Interpretable bilinear attention network with domain adaptation improves drug–target prediction

• Published in: Nature machine intelligence Vol. 5; no. 2; pp. 126 - 136
• Main Authors: Bai, Peizhen, Miljković, Filip, John, Bino, Lu, Haiping
• Format: Journal Article
• Language: English
• Published: London Nature Publishing Group UK 01.02.2023; Nature Publishing Group
• Subjects: 631/154/1435/2418; 639/705/117; Adaptation; Classification; Datasets; Deep learning; Domains; Drugs; Engineering; Ligands; Neural networks; Performance prediction; Proteins
• ISSN: 2522-5839; 2522-5839
• DOI: 10.1038/s42256-022-00605-1

Predicting drug–target interaction is key for drug discovery. Recent deep learning-based methods show promising performance, but two challenges remain: how to explicitly model and learn local interactions between drugs and targets for better prediction and interpretation and how to optimize generalization performance of predictions on novel drug–target pairs.
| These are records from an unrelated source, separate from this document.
Issue #1310, opened 2020-04-22
Enable pinning and better caching with stack_snapshot


aherrmann:
**Is your feature request related to a problem? Please describe.**

`stack_snapshot` calls out to `stack` at every fetch multiple times:
* `stack update` in order to update the Hackage database (factored out into `stack_update`).
* `stack unpack` to download the package sources.
* `stack ls dependencies` and `stack dot` to determine the dependency graph.

This causes some issues:
* Concurrency issues with `stack update` which does not support multiple simultaneous invocations. We can work around this within one Bazel repository, see https://github.com/tweag/rules_haskell/pull/1199. But, this also causes issues with multiple simultaneous jobs on one CI runner which we cannot address well within `rules_haskell`, see https://github.com/tweag/rules_haskell/issues/1167.
* What `stack unpack` fetches is opaque to Bazel and is not cached well in Bazel's repository cache, see https://github.com/tweag/rules_haskell/issues/1112 and relatedly https://github.com/tweag/rules_haskell/issues/1168.

**Describe the solution you'd like**

I would like `stack_snapshot` to be more transparent for Bazel. The new [`stack ls dependencies json`](https://github.com/commercialhaskell/stack/pull/4424) feature provides most of the required information: The package name, version, dependencies, and the package location (Hackage, URL, repository). We could then use [`download_and_extract`](https://docs.bazel.build/versions/master/skylark/lib/repository_ctx.html#download_and_extract) or [`git_repo`](https://github.com/bazelbuild/bazel/blob/0a0a13bd4eaeefc3cdf17e8e34dcca4e1453a491/tools/build_defs/repo/git_worker.bzl#L32) to let Bazel fetch the sources in a way that Bazel can cache.

Unfortunately, `stack ls dependencies json` does not provide the `sha256`. However, Bazel gives access to the `sha256` after the download, so we could generate a lock file containing the `sha256` (or the `commit` and `shallow_since` in case of `git_repo`).

Similar to [`rules_jvm_external`](https://github.com/bazelbuild/rules_jvm_external#pinning-artifacts-and-integration-with-bazels-downloader) I would like `stack_snapshot` to provide a pinning mechanism. Given a lock file `stack_snapshot` would not have to call out to `stack` at all, avoiding any of the issues around `stack update`.

**Describe alternatives you've considered**

[...]

PR #1364, opened 2020-06-12
Use stack ls dependencies json

aherrmann:
This is a step towards https://github.com/tweag/rules_haskell/issues/1310

Version 2.3.1 of `stack` introduced [`stack ls dependencies json`](https://github.com/commercialhaskell/stack/pull/4424). With this PR we make use of that feature to determine the package dependency graph and package versions, instead of the previous approach of parsing the `dot` formatted dependency graph.

Following the example of `rules_jvm_external` this vendors the Starlark JSON parser from https://github.com/erickj/bazel_json.

This PR also separates the step that determines the dependency graph from the step that fetches the package sources. This is in preparation for #1310 where we'll want to store the dependency graph and package locations in a lock file and perform the fetching in a separate repository rule that can depend on a lock file alone.

I have verified that the resulting external workspaces are equivalent
up to expected differences by comparing the results of `bazel fetch
@stackage//:all` in the `example` directory and `@stackage//:all` and `@ghcide//:all` in the project root. Note, dictionaries are iterated in insertion order. To compare the results before and after this commit one has to sort the contents of `package.bzl` and `BUILD.bazel` by package name first.

~The old mechanism did not respect Cabal revisions. This new implementation fetches the correct Cabal revisions as defined in the Stackage snapshot.~
(This difference was due to not passing `--resolver` to `stack unpack` as is required.)


third_party/bazel_json/LICENSE
```diff
@@ -0,0 +1,20 @@
+Copyright 2019 Erick Johnson <ejohnson82@gmail.com>
```
hanshoglund, line 1: I've no objections to using this library, nor to committing it in the repo, but:

- `vendor` might be a better name for the top-level directory
- For better Git history, consider doing a subtree merge of the original repo rather than a copy-paste

Neither point is blocker for the PR.

haskell/cabal.bzl
```diff
@@ -916,67 +927,93 @@ def _compute_dependency_graph(repository_ctx, snapshot, core_packages, versioned
...
+        stack + ["ls", "dependencies", "json", "--global-hints", "--external"],
     )
-    transitive_unpacked_sdists = []
-    indirect_unpacked_sdists = []
-    remaining_components = dicts.add(_default_components, user_components)
-    for package in exec_result.stdout.splitlines():
-        name = _chop_version(package)
-        version = _version(package)
+    package_specs = json_parse(exec_result.stdout)
+
```
hanshoglund, line 985: Maybe future proof? Something like:

```suggestion
if type(package_specs) != "list":
    fail(msg="Unexpected output format for `stack ls dependencies json.`")
```

haskell/cabal.bzl
```diff
@@ -916,67 +927,93 @@ def _compute_dependency_graph(repository_ctx, snapshot, core_packages, versioned
...
+    # Collect package metadata
+    remaining_components = dict(**user_components)
+    for package_spec in package_specs:
+        name = package_spec["name"]
```
hanshoglund, line 989: Similarly we could throw a high-level message if the name/version fields are missing.

haskell/cabal.bzl
aherrmann: That's a good idea, I've added a validation to both `package_specs` and the individual `package_spec`.

haskell/cabal.bzl
aherrmann: Likewise addressed by adding a validation step.

aherrmann:
@Mergifyio refresh

aherrmann:
Mergify seems to be stuck showing the following conflicting queues on this PR and #1367.

> The following pull requests are queued:
>    #1367, #1364 (priority: medium)

> The following pull requests are queued:
>    #1364, #1367 (priority: medium)

Merging manually.

PR #1366, opened 2020-06-16
Allow including extra files with Haddocks

### LINKED ISSUE #1056: `haskell_doc` should allow including extra files

The haddock markup allows inserting urls to raw documents, as well as images, but this doesn't work with `haskell_doc` because these files aren't bundled into the `doc-` bazel output.

Add a `data` argument to `haskell_doc` which will list some files to be included in the documentation output.

We could instead add a `haddock_data` argument to `haskell_library` so that the files are directly added to the output of the `haskell_doc` aspect

hanshoglund:
Allow including extra files with Haddocks

Fixes #1056


haskell/haddock.bzl
```diff
@@ -257,16 +257,26 @@ def _haskell_doc_rule_impl(ctx):
...
 
         ctx.actions.run_shell(
-            inputs = [html_dir],
+            inputs = [html_dir] + ctx.files.extra_files,
             outputs = [output_dir],
             command = """
       mkdir -p "{doc_dir}"
       # Copy Haddocks of a dependency.
       cp -R -L "{html_dir}/." "{target_dir}"
+      {extra}
```
regnat, line 266: Putting this here means that the extra files will end-up in the documentation of every package included in this `haskell_doc` target (which can mean a lot if you have enough cabal dependencies).

I guess a way to do this in a more granular way would be to add a `haddock_extra_files` argument to `haskell_{library,binary}` and propagate these extra files in the `haskell_doc_aspect`

guibou:
What is the status of this PR? It solves an important problem. It may be imperfect, but that's the only proposed solution for an issue opened in 2019.

hanshoglund:
Hello @guibou. I will close the PR as I'm not actively working on it.

If anyone wants to use the code, feel free to copy it!

PR #1367, opened 2020-06-16
Reverse order of `-fplugin` parameters

### LINKED ISSUE #1255: Reverse order of `-fplugin` parameters
`plugins = [":foo", ":bar"]` results in `:bar` getting installed before `:foo`. rules_haskell is ostensibly doing the right thing (it creates the flags in the same order they are in the list). However, [GHC currently installs plugins in the reverse order that they're provided](https://gitlab.haskell.org/ghc/ghc/issues/17884), which is non-intuitive. The order is significant as plugins can affect each other during installation.

It would be helpful if rules_haskell could ensure that the order of the list is the same as the order of installation. On GHC up to at least 8.8.2, that would mean passing them in reverse order, then when the GHC issue is hopefully fixed, pass the flagis in the same order as the list for future GHC versions.

Currently I just add a comment before each `plugins` list to explain that the behavior is the opposite of what's implied by the list.

hanshoglund:
Fixes #1255

### DIFF
--- a/tests/plugin-install-order/BUILD.bazel
+++ b/tests/plugin-install-order/BUILD.bazel
@@ -46,6 +46,7 @@ haskell_library(
         ":process",
     ],
 )
+
 haskell_library(
     name = "plugin-lib2",
     srcs = ["Plugin2.hs"],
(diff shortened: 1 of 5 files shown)


tests/plugin-install-order/BUILD.bazel
```diff
@@ -0,0 +1,90 @@
+"""
+Tests that GHC plugins are applied in the order declared in the BUILD file.
+
+Note [Plugin order]
+~~~~~~~~~~~~~~~~~~~
+
+We reverse the (counter-intuitive) order used by GHC. This test is
```
aherrmann, line 7: IIUC with this change we use the same order as GHC which is the counter-intuitive choice of applying the plugins in reverse order than defined in the attribute.
```suggestion
We use the same (counter-intuitive) order of plugins as used by GHC. This test is
```

hanshoglund: No, the GHC order is used in master. This patch reverses the GHC order and adds a test which will break when the order is changed upstream (so that we can revert this).

hanshoglund: The TODO comments they were just redundant `ghc_plugin` options. I've removed them.

aherrmann: > No, the GHC order is used in master. This patch reverses the GHC order and adds a test which will break when the order is changed upstream (so that we can revert this).

Oh, I see, I misread the issue before. Thanks for clarifying!



> The TODO comments they were just redundant `ghc_plugin` options. I've removed them.

Thanks!

PR #1371, opened 2020-06-19
Allow Bazel 2.2.0 in start script

hanshoglund:


hanshoglund:
Hold that thought, seems I need to bump `versions.bzl` as well.

Profpatsch:
Hm, what’s the status?

hanshoglund:
Sorry, this fell off my radar. Will close as there is no real progress. Let's create a new ticket for the next version bump.

aherrmann:
https://github.com/tweag/rules_haskell/pull/1395 would cover 2.2.0 as well.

Here, we present DrugBAN, a deep bilinear attention network (BAN) framework with domain adaptation to explicitly learn pairwise local interactions between drugs and targets, and adapt in response to out-of-distribution data. DrugBAN works on drug molecular graphs and target protein sequences to perform prediction, with conditional domain adversarial learning to align learned interaction representations across different distributions for better generalization on novel drug–target pairs. Experiments on three benchmark datasets under both in-domain and cross-domain settings show that DrugBAN achieves the best overall performance against five state-of-the-art baseline models. Moreover, visualizing the learned bilinear attention map provides interpretable insights from prediction results. Predicting drug–target interaction with computational models has attracted a lot of attention, but it is a difficult problem to generalize across domains to out-of-distribution data. Bai et al. present here a method that aims to model local interactions of proteins and drug molecules while being interpretable and provide cross-domain generalization.